• **Saved data entries**
PR #3630, opened 2015-12-09
Fixed GWT crashing when pixels is null.

xpenatan:
This fix FrameBufferTest and ShadowMappingTest from crashing in GWT.


xoppa:
Thanks!

PR #3633, opened 2015-12-10
Added support for locking the screen orientation in the GWT backend

barkholt:
This enables locking the orientation of the web application on mobile browsers that support the API. For now this includes Chrome on Android, Firefox and the latest mobile IE. 

The patch does not change the default behaviour, but if fullscreenOrientation is set in GwtApplicationConfiguration, the orientation will be locked when the app enters fullscreen mode. When fullscreen mode is exited, the orientation is unlocked.

Should the user wish to trigger orientation changes manually, there are public methods available in GwtGraphics.

### DIFF
--- a/backends/gdx-backends-gwt/src/com/badlogic/gdx/backends/gwt/GwtApplicationConfiguration.java
+++ b/backends/gdx-backends-gwt/src/com/badlogic/gdx/backends/gwt/GwtApplicationConfiguration.java
@@ -16,6 +16,7 @@
 
 package com.badlogic.gdx.backends.gwt;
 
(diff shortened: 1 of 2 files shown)


badlogic:
Awesome, thanks!

JavaNoobsyBoobsy:
Is there already an equivalent for Android and iOS? If not, I have the code for it. I could do a pull request. That way this feature could become portable if you see a value in doing it programmatically.

MobiDevelop:
I don't think adding another way to set the orientation beyond the AndroidManifest.xml or Info.plist.xml would be particularly useful or desirable but if you have a good general use-case, i am willing to be convinced.

PR #3634, opened 2015-12-11
Updated jnigen to Java Parser 2.3.0. Allows parsing of Java 8 code.

code-disaster:
This PR evolved from me trying to run gdx-jnigen on Java code which uses the Java 7 diamonds operator and Java 8 lambdas.

No code changes were needed, I only had to adjust imports because the old com.google.code.javaparser package isn't maintained anymore, and has been replaced by com.github.javaparser.

I verified the change with packr, my steamworks4j library, and a few jnigen uses in libGDX. I don't think there will be issues, though I don't have a test environment to do a full libGDX build-with-sources-from-scratch.


badlogic:
Looks good, feel free to merge it!

PR #3637, opened 2015-12-12
Added screenshot functionality along with grayscale option and select screen area

PedroRomanoBarbosa:
* This pull request is part of a college assignment that was given to me and my group to contribute with something for the libGDX project. We like libGDX but we wanted the ability to take a screenshot and mess around with the image a bit. That's why we decided to create the screenshot functionality along with some options to tweak the image to our liking. More options can be worked on later, but this was our starting point to contribute to this awesome framework. 
* We made a test class so people can try it out. 
* Our code might not meet all your standards and it's not perfect, but the main functionality is there and we hope you can look at it for later features.


xoppa:
Thanks for your contribution. I can see how this is useful for you. I'm afraid that we wont pull this in though because it is very specific to your use-case. Feel free to update [the wiki](https://github.com/libgdx/libgdx/wiki/Take-a-Screenshot) with your findings though where you think it might help others. Btw, `ScreenUtils` has an option to get flip on the y coordinates, something like:

```java
byte[] data = ScreenUtils.getFrameBufferPixels(x,y,w,h,true); 
BufferUtils.copy(data, 0, pixmap.getPixels(), data.length);
```

Also, you might like to know that converting to grayscale is usually implemented something like this: `avg = 0.21f * temp.r + 0.72f * temp.g + 0.07f * temp.b`.

PedroRomanoBarbosa:
Thank you for your suggestions. I'm inclined to ask why such functionality is not wanted. Isn't it better to have a designated class for the user to work with that takes a screenshot without ever worrying about the code that lies underneath?

gdx/src/com/badlogic/gdx/utils/ScreenCapturer.java
```diff
@@ -0,0 +1,185 @@
...
+	 
+	 
+	 /**
+	  * Saves a screenshot of a portion of a screen in the .png format 
+	  * @param x Starting xCoord
+	  * @param y Starting yCoord
+	  * @param width Width of the square zoom
+	  * @param height Height of the square zoom
+	  */
+	 public static void saveScreenshotZoom(int x, int y, int width, int height){
```
MobiDevelop: This is a weird name for this method, since you are not actually zooming anything. I'd just call this saveScreenshot. The docs also indicate that the the clip rectangle should be a square, but there is no such constraint.

gdx/src/com/badlogic/gdx/utils/ScreenCapturer.java
```diff
@@ -0,0 +1,185 @@
...
+		 
+		 /* Creates a new file with the next index number in function of the existing files of the same name('screenshot[number]') */
+       try{
+           FileHandle fh;
+           do{
+               fh = new FileHandle("Screenshots/screenshot" + screenshotNumber++ + ".png");
```
MobiDevelop: This is not configurable by the user and the user has no way (without looking at the source) to know where the screenshots will actually be saved. You should also generally avoid files of type `Absolute` if possible, since this will result in different locations by platform. Since the location is not exposed, how is the user supposed to do anything with the screenshot?

gdx/src/com/badlogic/gdx/utils/ScreenCapturer.java
```diff
@@ -0,0 +1,185 @@
...
+	 /**
+	  * Saves a screenshot of the whole screen in the .png format 
+	  */
+    public static void saveScreenshot(){
+   	 
+   	 /* Creates a new file with the next index number in function of the existing files of the same name('screenshot[number]') */
+        try{
+            FileHandle fh;
+            do{
+                fh = new FileHandle("Screenshots/screenshot" + screenshotNumber++ + ".png");
```
MobiDevelop: Same comments as above.

xoppa:
Sure, as said, for your specific use-case these static methods might be very useful. But it isn't flexible enough for a public API. For example:

- your method of saving is limited to an absolute file of which the filename is generated but not exposed. It looks like you copied that code directly from the wiki.
- It also looks like you copied the y flipping code directly from the wiki (or the ScreenUtils class), as said the `ScreenUtils` class provides this functionality as well.
- You are manipulating the pixmap on CPU, with at least one JNI call for every pixel, this won't be very performant for a generic use-case. Instead it is better to do such things on GPU. Also, this results in 32 bit per pixel for grayscale.

Also, have a look at: https://github.com/libgdx/libgdx/wiki/Contributing

gdx/src/com/badlogic/gdx/utils/ScreenCapturer.java
```diff
@@ -0,0 +1,185 @@
...
+     * @return the value of the grayScale member
+     */
+    public static boolean checkGrayScale(){
+   	 return grayScale;
+    }
+    
+    /**
+     * Disables grayscale mode
+     */
+    public static void disableGrayScale(){
```
MobiDevelop: I'd expect `setGrayscale` to take a boolean to enable or disable, and there to be no `disableGrayscale` method. The `checkGrayscale` method should probably be called `isGrayscale`.

gdx/src/com/badlogic/gdx/utils/ScreenCapturer.java
```diff
@@ -0,0 +1,185 @@
...
+     * Disables effects
+     */
+    public static void disableEffects(){
+   	 effects = false;
+    }
+    
+    /**
+     * Enables effects
+     */
+    public static void enableEffects(){
```
MobiDevelop: I'm not sure why you need a separate "effects" toggle when there is only one effect (grayscale). In any case, `enableEffects` and `disableEffects` would probably be better as a single method (perhaps `setEffectsEnabled`) taking a boolean.

MobiDevelop:
Left some comments but ultimately agree with @xoppa about declining this.

PedroRomanoBarbosa:
Thank you MobiDevelop for stating the flaws with the code. We were a bit rushed when doing this as this was a college assignment. Some of the flaws I noticed, that's why I said the code might not be perfect. This was intended to be a starting point to implement this feature. Thanks anyways.

gdx/src/com/badlogic/gdx/utils/ScreenCapturer.java
PedroRomanoBarbosa: This is here because we wanted to add more effects. But we couldn't so we left it there so that people could add the effects desired.

nhydock:
I feel that this kind of feature is not really valuable within the game engine, as screenshots have moved to be more of a feature controlled by other applications and the OS.  Users have plenty of tools at their disposal, such as Puush, Snap It, and even Steam Overlay for taking screenshots of their games without borders.  Heck, modern OSs provide the capability with packaged tools.  Windows has Snipping Tool; OS X, iOS, and Android all have a hot key for taking pictures of a window; and Linux has countless screenshot tools available for a plethora of desktop environments.

Sorry, but screenshot functionality in libgdx is just redundant in a modern OS landscape.

xGnoSiSx:
To add to this, the funtionality is trivial, considering one is using the lib to build a game. Standardising the API for screenshots is too restrictive cause you don't know what the user (game programmer not gamer) will do with said screenshot.

You have coupled functionality with your use case and created a class that delivers the world: Manipulation is something that should be seperate, same for each effect, same for dumping a texture on a filehandle.

loogie:
Hello!

 

You have a new message, please read <http://creativegapminding.com/slide.php?n9xfo>

 

loogie@basicelementdesign.com

PR #3651, opened 2015-12-18
Added ability to set position with Vector2

nickdbush:
Added ability to set position of ```scene2d.Actor``` by using a Vector2. This just means it is more convenient when changing an actors position.

### DIFF
--- a/gdx/src/com/badlogic/gdx/scenes/scene2d/Actor.java
+++ b/gdx/src/com/badlogic/gdx/scenes/scene2d/Actor.java
@@ -423,6 +423,15 @@ public class Actor {
 			positionChanged();
 		}
 	}
+	
+	/** Sets the position of the actor's bottom left corner. */
+	public void setPosition (Vector2 position) {
+		if (this.x != position.x || this.y != position.y) {
+			this.x = position.x;
+			this.y = position.y;
+			positionChanged();
+		}
+	}
 
 	/** Sets the position using the specified {@link Align alignment}. Note this may set the position to non-integer
 	 * coordinates. */


JesseTG:
I love you.

NathanSweet:
I have mixed feelings about such convenience methods. What are others' thoughts? This particular method is probably called pretty commonly. If this does get merged, it is not an invitation to add a Vector2 method everywhere `x,y` is passed -- see the mess from doing this in Intersector.

barodapride:
What about set position from Vector2 with alignment as well?

In my experience I've never wanted to use a Vector2 to store a position, it's always been easier to use 2 primitives. But I could see if you're wanting to use the vector methods all the time it might be easier to keep it in Vector2 form. However, if you're storing it in Vector2 form is it really that much worse to write setPosition(v.x, v.y)? And you have access to setting with alignment as well already - for example setPosition(v.x, v.y, Align.center). I don't know if it's saving much effort but I don't know if I see the problem with it either.

xGnoSiSx:
This change, beyond the fact that we will require such methods for most of the stuff, will encourage the use of vector2. Now this isn't bad, but most ppl won't catch the fact that they will need to manage the thousands of vector2 objects with pools and we will get a lot of forum/github noise around GC issues.

Now, for the wise coder that needs this and who takes care of his/her garbage he can always add 1 liner static methods in utility classes like
Util.setActorPosition(Actor,Vector2);
and in any shape, form and parameters he requires to match his use case and speed his development.

And although that's not that pretty, it does the job. Note that no project will need Vector2 convenience methods for everything and everywhere.

Finally in some places the grouping of the data isn't clear and it depends on what the coder wants: What if I'm storing my x,y position along with say, scale or some other datum in a Vector3? 

I say no.

Tom-Ski:
I'm not a fan of adding these kinds of methods, usually it just results in cluttered classes and confusing API.  I'm all for convenience methods if the trade off is worth it, which I personally don't is the case here.

PR #3654, opened 2015-12-19
Fixed HexagonalTiledMapRenderer drawing order, added stagger axis and…

jhnn:
… index support

The current implementation draws top to bottom, which is an issue for 2.5D tiles. It also does not respect that for stagger axis X depending on the stagger index either all even tiles have to be rendered after the odd tiles or vice versa.


badlogic:
Awesome, thanks!

MobiDevelop:
I would have preferred these be parameters to the renderer, as opposed to magic-ing them from the map properties. There is no way for anyone to know they can set these parameters unless they know how the tmx loader loads them (by looking at the code).

jhnn:
@MobiDevelop I could add constructors or methods to explicitly set these fields. However I do not quite like this solution, since I think these are properties of the map itself and therefore should be stored and retrieved from the map data. But since libGDX provides only a very generic map implementation this is not great either.

MobiDevelop:
Regardless of how it is done, there is no way a user who isn't using Tiled is going to know how they can set these (or that they even can). We need to find a way to fix that.

PR #3665, opened 2015-12-24
Add pixmap.getPixels() method, clean tests

intrigus:
The canvas (used for storing the pixmap) has an CanvasPixelArray, which
basically is an UInt8ClampedArray.
So getPixels() returns a ByteBuffer. This ByteBuffer is an 
DirectByteBuffer, which wraps the ArrayBuffer of the UInt8ClampedArray.

### DIFF
--- a/backends/gdx-backends-gwt/src/com/badlogic/gdx/backends/gwt/emu/com/badlogic/gdx/graphics/Pixmap.java
+++ b/backends/gdx-backends-gwt/src/com/badlogic/gdx/backends/gwt/emu/com/badlogic/gdx/graphics/Pixmap.java
@@ -17,6 +17,8 @@
 package com.badlogic.gdx.graphics;
 
 import java.nio.Buffer;
+import java.nio.ByteBuffer;
+import java.nio.DirectReadWriteByteBuffer;
 import java.nio.IntBuffer;
 import java.util.HashMap;
 import java.util.Map;
@@ -32,6 +34,7 @@ import com.google.gwt.canvas.dom.client.Context2d;
 import com.google.gwt.canvas.dom.client.Context2d.Composite;
 import com.google.gwt.dom.client.CanvasElement;
 import com.google.gwt.dom.client.ImageElement;
+import com.google.gwt.typedarrays.shared.Uint8ClampedArray;
 
 public class Pixmap implements Disposable {
 	public static Map<Integer, Pixmap> pixmaps = new HashMap<Integer, Pixmap>();
@@ -85,7 +88,7 @@ public class Pixmap implements Disposable {
 	Canvas canvas;
 	Context2d context;
 	int id;
-	IntBuffer buffer;
+	ByteBuffer buffer;
 	int r = 255, g = 255, b = 255;
 	float a;
 	String color = make(r, g, b, a);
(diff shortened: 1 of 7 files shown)


gdx/src/com/badlogic/gdx.gwt.xml
```diff
@@ -417,7 +417,6 @@
 		<include name="utils/QuickSelect.java"/>
 		<include name="utils/ReflectionPool.java"/>
 		<include name="utils/Scaling.java"/>
-		<exclude name="utils/ScreenUtils.java"/> <!-- Reason: Type mismatch Buffer->ByteBuffer -->
```
MobiDevelop: Is it your intention to include this? If so, you should to change from exclude to include, rather than just removing.

backends/gdx-backends-gwt/src/com/badlogic/gdx/backends/gwt/emu/com/badlogic/gdx/graphics/Pixmap.java
```diff
@@ -180,7 +181,11 @@ public int getHeight () {
 		return height;
 	}
 
-	public Buffer getPixels () {
+	public ByteBuffer getPixels () {
+		if (pixels == null) pixels = context.getImageData(0, 0, width, height).getData();
```
MobiDevelop: If you update the pixmap (via one of the drawing methods) does this buffer get updated?

gdx/src/com/badlogic/gdx.gwt.xml
intrigus: Will fix it, thanks.

tests/gdx-tests/src/com/badlogic/gdx/tests/gwt/GwtTestWrapper.java
```diff
@@ -523,6 +525,10 @@ public GdxTest instance () {
 			}
 		}, new Instancer() {
 			public GdxTest instance () {
+				return new FramebufferToTextureTest();
```
MobiDevelop: This test doesn't seem to work correctly in Chrome.

intrigus: I expected that it has been excluded due to the lack of the ScreenUtils. But there seem to be some Web GL problems.

backends/gdx-backends-gwt/src/com/badlogic/gdx/backends/gwt/emu/com/badlogic/gdx/graphics/Pixmap.java
intrigus: The backing UInt8ClampedArray is unfortunately read-only (didn't excpect that), so neither the buffer gets updated nor the pixmap gets updated, when the buffer changes.

It would be possible to put the content of the ByteBuffer back to the pixmap, but we would have to add a new method like `setPixels(Buffer buf)`.

I think I'll close this PR, I didn't expect that the backing buffer is read-only :(

badlogic:
Yeah, there was a reason i didn't add that back then :/ I'll close this out, thanks for the effort though!

PR #3669, opened 2015-12-28
Added missing license

kushsharma:


MobiDevelop:
This is code from the 7-zip SDK. We should not out our copyright on it.

PR #3672, opened 2015-12-28
Json readValue should not discard typeName

junkdog:
When deserializing from JsonValue->object, typeName is removed from the the source JsonValue. This makes it impossible to deserialize the same JsonValue multiple times (our use-case: we have some prefab-like types, to save cycles and GC, we cache the JsonValue).

#### before deserialization
```
{
entities: {
  1: {
    components: {
      Operative: {
        operations: [
          {
            operation: {
              class: se.feomedia.orion.operation.ParallelOperation
              operations: [
                {
                  class: se.feomedia.map.operation.LevelPositionLockOperation
                }
                {
                  class: se.feomedia.map.operation.HoverOperation
                  y: 0.2
                  multiplier: 1.1
                }
              ]
            }
          }
        ]
      }
    }
  }
}
}
```

#### after deserialization
```
{
entities: {
  1: {
    components: {
      Operative: {
        operations: [
          {
            operation: {
              operations: [
                {}
                {
                  y: 0.2
                  multiplier: 1.1
                }
              ]
            }
          }
        ]
      }
    }
  }
}
}
```

### DIFF
--- a/CHANGES
+++ b/CHANGES
@@ -4,6 +4,7 @@
 - Higher quality FreeType font rendering.
 - Hiero updated to v5, now with FreeType support and other new features!
 - GlyphLayout now allocates much, much less memory when processing long text that wraps.
+- Fixed JsonValue losing type data after deserialization, now safe to use multiple times, see #3672
 
 [1.7.2]
 - Added AndroidAudio#newMusic(FileDescriptor) to allow loading music from a file descriptor, see #2970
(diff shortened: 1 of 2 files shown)


saltares:
Can you think of any bad side effects of this? I think it should be okay. However, the changes file needs to be updated, especially since this is a behaviour change. Do you mind doing that and then squashing?

junkdog:
We were running the fork yesterday; spines, skins and everything else json kept working. It looks like a left-over from before? I'm pretty confident it doesn't have any side-effects.

update and squashed.

NathanSweet:
I don't think it is a left over from older code, see the referenced commit. I agree that the JsonValue shouldn't be modified as a side effect of deserialization though.

kizinfo:
json hashmap reader broken #3898
no longer works?

class mymap {
 HashMap map=new HashMap<>();
 }

....
 Json json=new Json();
 json.fromJson(mymap.class, "{map:{class:java.util.HashMap,1:2}}");
 ....

PR #3674, opened 2015-12-29
remove unused boneId variable in ModelNode data class

FredGithub:
I might miss its purpose but this variable is not used at all. 

The same goes for ModelNode.meshId, but I didn't remove it since it is written to (but never read from). Can do another commit if needed.

This is quite a non-important change so feel free to reject it but I thought it would help reduce the complexity of libgdx's node architecture. I'm writing my own model loader right now and the amount of variables in the data classes is a bit overwhelming, and if some of them are not used, it's even more confusing.


xoppa:
Thanks!

PR #3677, opened 2015-12-29
Proper capitalisation in project generator

### LINKED ISSUE #3641: Incorrect Capitalisation in libGDX Project Generator
The libGDX Project Generator UI has incorrect and inconsistent capitalisation of terms. The ones I've spotted are:
- "LibGDX" should be "libGDX"
- "Ios" should be "iOS"
- "Html" should be "HTML"
- "Box2d" should be "Box2D"
- "Box2dlights" should be "Box2DLights"
- "Ai" should be "AI"

jonascarpay:
Fixes #3641


intrigus:
Please squash your commits.

saltares:
This means that the projects will be called `projname-Core` and so on, right? If so, I don't think we would want this.

Tom-Ski:
What David said, please revert the change to the ProjectType string

jonascarpay:
There are two things I could do. One is changing the way project names are handled, the other is adding another name field to the enum. Neither seems worth the added complexity. If you agree, you can safely close this PR and label the issue as wontfix?

PR #4539, opened 2017-01-12
Refactor GLProfiler for use in OOP to suit better with Lwjgl3. Fixes #4515

### LINKED ISSUE #4515: [BUG] [LWJGL3] GLProfiler stats not counting after GLProfiler.reset()
#### Issue details
with the lwjgl3 backend, at init running GLProfiler.enable() and then in render, do a batch draw, print counters and call GLProfiler.reset. counters will not update after that, ONLY on lwjgl3 backend. on lwjgl2 backend it works fine.

#### Reproduction steps/code
* use lwjgl3 backend
* at init call GLProfiler.enable()
* render anything (spritebatch is fine)
* print the GLProfiler.drawCalls counter, for example
* GLProfiler.reset()
* counters never go beyond 0 anymore, after that reset

a workaround for this i found is after the reset to call GLProfiler.enable() -- obviously this isn't meant to be called, but it fixes it. i've no idea how lwjgl3 manages to affect this sort of thing, as it is just a rather simple interception of gl calls, which all go through libgdx first.

```

public class GLProfilerTestCaseIssue extends ApplicationAdapter {
    SpriteBatch batch;
    Texture texture;

    public void create() {
        GLProfiler.enable();
        batch = new SpriteBatch();
        Pixmap pixmap = new Pixmap(16, 16, Pixmap.Format.RGBA8888);
        pixmap.setColor(Color.RED);
        pixmap.fill();
        texture = new Texture(pixmap);
    }

    public void render() {
        batch.begin();
        batch.draw(texture, 100, 100);
        batch.end();

        //draw calls printed as 1 the first frame, 0 every frame after!
        System.out.println("draw calls:" + GLProfiler.drawCalls);
        GLProfiler.reset();

        //if we add:
        //GLProfiler.enable();
        //here every frame, it magically counts properly. obviously that isn't the right way
    }

    public static void main(String[] args) throws Exception {
        Lwjgl3ApplicationConfiguration config = new Lwjgl3ApplicationConfiguration();
        config.setWindowedMode(640, 480);
        new Lwjgl3Application(new GLProfilerTestCaseIssue(), config);
    }
}


```
lwjgl3 backend - libgdx 1.9.4 and 1.9.5 confirmed.

- [ ] Android
- [ ] iOS (robovm)
- [ ] iOS (MOE)
- [ ] HTML/GWT
- [ ] Windows
- [X] Linux
- [ ] MacOS

Tom-Ski:
Add setGL20 and setGL30 methods to the Graphics interface.
Fix GLES 3.0 support methods on ios


badlogic:
@Tom-Ski can you resolve conflicts? Feel free to merge, looks good.

PR #4541, opened 2017-01-14
Added a lint file to to prevent ununnecessary error markings

Leejjon:
Added a lint file to make IntelliJ / Android Studio stop doing Android validation on the desktop Java project (to prevent ununnecessary error markings).

Original forum topic with problem described:
http://www.badlogicgames.com/forum/viewtopic.php?f=11&t=24943

Source of solution (see the comment of Róbert Papp):
https://youtrack.jetbrains.com/issue/IDEA-122904


badlogic:
This won't automatically copy the lint file to the desktop project. Could you please amend the PR and make the gdx-setup app copy it to the desktop project on creation?

Leejjon:
Oh sure, I'll see if I can find out how to do it this week. I just assumed adding it to this folder would include it.

Tom-Ski:
Would be nice to hack into the gradle import instead to stop the gradle android facet being added to everything.

Leejjon:
@Tom-Ski I've put some time into trying to modify my gradle script to make that happen, but I was unable to (might be a bit inexperienced with gradle). On the ticket I put in the PR description on the jetbrains ticket system multiple people have reported this problem and this was the best solution posted only recently.

Leejjon:
Tested and verified that when using the gdx-setup it copies the lint.xml file to the desktop project.

PR #4555, opened 2017-01-21
PolygonSprite minor improvements

### LINKED ISSUE #3722: PolygonSprite:  setRegion uses mutable Color instance without resetting to vertex values
In PolygonSprite, `getVertexColor` should be called inside `setRegion` before using the mutable `Color` instance, otherwise the color can be modified by side-effects.

Example:

``` java
import com.badlogic.gdx.*;
import com.badlogic.gdx.Input.Keys;
import com.badlogic.gdx.graphics.*;
import com.badlogic.gdx.graphics.g2d.*;

public class BarebonesBatch extends ApplicationAdapter {
    PolygonSpriteBatch batch;
    Texture texture;
    PolygonRegion region;
    PolygonSprite sprite;

    public void create () {
        batch = new PolygonSpriteBatch();
        texture = new Texture(Gdx.files.internal("data/badlogic.jpg"));
        region = new PolygonRegion(new TextureRegion(texture), new float[] { 0, 0, 0, 100, 100, 100 }, new short[] { 0, 1, 2 });
        sprite = new PolygonSprite(region);
        sprite.setColor(0, 1, 0, 1);
    }

    public void render () {
        // Example:  calling getColor and modifying it causes a side-effect
        if (Gdx.input.isKeyJustPressed(Keys.SPACE)) {
          Color color = sprite.getColor();
          color.set(1, 0, 0, 1);  // only setColor should actually change the color
          //sprite.getVertexColor();  // fix: getVertexColor should be called inside setRegion
          sprite.setRegion(region);
        }
        batch.begin();
        sprite.draw(batch);
        batch.end();
    }

        new LwjglApplication(new BarebonesBatch());
    }
}
```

• **THE PROBLEM**
A faithful copy of the lines from the line containing "to vertex values" to the end of the data should be set down, both ends included, and nothing more.

• **RESPONSE TO THIS TASK**
### LINKED ISSUE #3722: PolygonSprite:  setRegion uses mutable Color instance without resetting to vertex values
In PolygonSprite, `getVertexColor` should be called inside `setRegion` before using the mutable `Color` instance, otherwise the color can be modified by side-effects.

Example:

``` java
import com.badlogic.gdx.*;
import com.badlogic.gdx.Input.Keys;
import com.badlogic.gdx.graphics.*;
import com.badlogic.gdx.graphics.g2d.*;

public class BarebonesBatch extends ApplicationAdapter {
    PolygonSpriteBatch batch;
    Texture texture;
    PolygonRegion region;
    PolygonSprite sprite;

    public void create () {
        batch = new PolygonSpriteBatch();
        texture = new Texture(Gdx.files.internal("data/badlogic.jpg"));
        region = new PolygonRegion(new TextureRegion(texture), new float[] { 0, 0, 0, 100, 100, 100 }, new short[] { 0, 1, 2 });
        sprite = new PolygonSprite(region);
        sprite.setColor(0, 1, 0, 1);
    }

    public void render () {
        // Example:  calling getColor and modifying it causes a side-effect
        if (Gdx.input.isKeyJustPressed(Keys.SPACE)) {
          Color color = sprite.getColor();
          color.set(1, 0, 0, 1);  // only setColor should actually change the color
          //sprite.getVertexColor();  // fix: getVertexColor should be called inside setRegion
          sprite.setRegion(region);
        }
        batch.begin();
        sprite.draw(batch);
        batch.end();
    }

        new LwjglApplication(new BarebonesBatch());
    }
}
```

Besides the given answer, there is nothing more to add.